Middle-layer developments: include techniques such as RAG. Thinking of layers, one can imagine the base layer as the OpenAI API model, the middle layer as something like RAG, and the application (final) layer as the product which is offered to the user. These middle layers essentially try to make the models more tailored for application use. For some reasons that I cannot quite pin down yet, I am slightly bearish on these seeing any long-term adoption. I think this is due to the previous two points: if we ride the waves of (1) computational advances and (2) reasoning and algorithmic advances, middle layer technologies lose their moat and become unnessary: what is the point of RAG if we can have a small model training on the user’s documents themselves? I do however think there exists a n-to-m year latency where n is upper bounded by ~2 and m is upper bounded by ~10 in which middle layer technologies like RAG stay relevant towards the goal of personalization of AI models.
Some remaining questions:
- How do we iterively update models on the fly in presence of new data? If we deploy a small model on-device tailored for a specific user, what do we do after they added 100 more documents to their device? Do we warm start the pre-training process? Fine-tune with LoRa? If so, how would one train these models on the fly, on-device, untethered from the cloud?

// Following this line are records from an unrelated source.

PR #2321, opened 2024-06-02
chore: pin used pnpm version in package.json

mehcode:
For documentation purposes at least, the expected `pnpm` version should be declared in `package.json`. See https://nodejs.org/api/packages.html#packagemanager

I would recommend updating to pnpm v9 when time allows. I would have done it here, but it involves an automatic reformat of the lockfile and has a high chance of conflicting any current work.


svetoslav-nikol0v (approved):

svetoslav-nikol0v:
This version of the package manager breaks the CI. The version used in the CI is `8.15.4`.

PR #2322, opened 2024-06-02
chore: update long to v5.x

mehcode:
Long v5 is very old (2+ years) at this point. There are no breaking changes from v4. The primary change is using an ESM module style compared to CommonJS. 

If you'll look at the diff of this PR, the Hedera SDK already depended on Long v5 and generated code for Long v5 via ProtobufJS but implicitly casted the Long v5 type to Long v4 when presenting it the consumers of the SDK. This is effectively a bug fix.


svetoslav-nikol0v:
Hello [mehcode](https://github.com/mehcode),
What do you mean by `This is effectively a bug fix`? Is there an actual bug caused by `Long` v4?

mehcode:
The Hashgraph SDK _**does not actually use**_ Long v4. The primary usage comes from generated code from ProtobufJS. The ProtobufJS library uses Long v5. This only works right now because there are no breaking changes from v4 to v5. It's still technically a bug because the Hashgraph SDK is misrepresenting an object created with Long v5 (inside of code generated by ProtobufJS) as Long v4.

ivaylonikolov7:
resolved via #2692

PR #2388, opened 2024-07-04
proj: break down task into build:prep and build:actual

bguiz:
**Description**:

This PR modifies `Taskfile.yml` in order to support
* a faster feedback cycle when modifying source only

**Related issue(s)**:

Nil

**Notes for reviewer**:

Nil

**Checklist**

- [ ] Tested (unit, integration, etc.) - N/A


ivaylonikolov7:
This PR stopped working after we migrated to hiero-ledger. I suspect the runners are causing the issue. I'll recreate the PR. I've already discussed this with @bguiz via direct messages and he doesn't mind it.

PR #35796, opened 2025-11-24
Simplify `AnnotatedServiceLifecycleHandler` infrastructure

bamboo:
By implementing service scope validation directly as part of `ScopedServiceRegistry`.

### Reviewing cheatsheet

- ❌ ❓**must** be fixed
- 🤔 💅 **should** be fixed
- 💭 **may** be fixed
- 🎉 celebrate happy things

### DIFF
--- a/platforms/core-runtime/service-registry-impl/src/main/java/org/gradle/internal/service/ServiceScopeValidator.java
+++ b/platforms/core-runtime/service-registry-impl/src/main/java/org/gradle/internal/service/ServiceScopeValidator.java
@@ -20,12 +20,9 @@ import org.gradle.internal.service.scopes.Scope;
 import org.gradle.internal.service.scopes.ServiceScope;
 import org.jspecify.annotations.Nullable;
 
-import java.lang.annotation.Annotation;
 import java.util.ArrayDeque;
-import java.util.Collections;
 import java.util.HashSet;
 import java.util.LinkedHashSet;
-import java.util.List;
 import java.util.Queue;
 import java.util.Set;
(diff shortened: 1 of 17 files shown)


platforms/core-runtime/service-registry-impl/src/main/java/org/gradle/internal/service/ServiceScopeValidator.java
```diff
@@ -50,19 +45,8 @@ public ServiceScopeValidator(Class<? extends Scope> scope, boolean strict) {
...
-
-    @Override
-    public Class<? extends Annotation> getImplicitAnnotation() {
-        return ServiceScope.class;
-    }
-
-    @Override
-    public void whenRegistered(Class<? extends Annotation> annotation, Registration registration) {
-        for (Class<?> declaredType : registration.getDeclaredTypes()) {
+    void validate(DefaultServiceRegistry.SingletonService registration) {
```
alllex, line 48: 💭 I am not sure I like the type of argument we end up having here. There is a lot of similarity with `AnnotatedServiceLifecycleHandler.Registration`. Though the latter is part of the public API of the service framework, while the validator is internal.

Maybe a better approach is to make SingletonService an interface that provides the declared types, and merge whatever implementation the SingletonService class has today into the `ManagedObjectServiceProvider`, since the former is the only child of the latter in the class hierarchy.

alllex (commented):
Looks good overall!

bamboo:
@bot-gradle test RFN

- Perhaps we avoid all of this by "in-context learning" and avoid gradient updates all together.
Conlusion: All of the above questions and comments remain pain points for getting AI models to be more personalized. Though, the resulting increase in algorithmic and computational advances might lead us to a world where we all have a small model living in our device, trained on our own data. One that understands us a bit better. A more personalized AI model. A second brain of some sorts.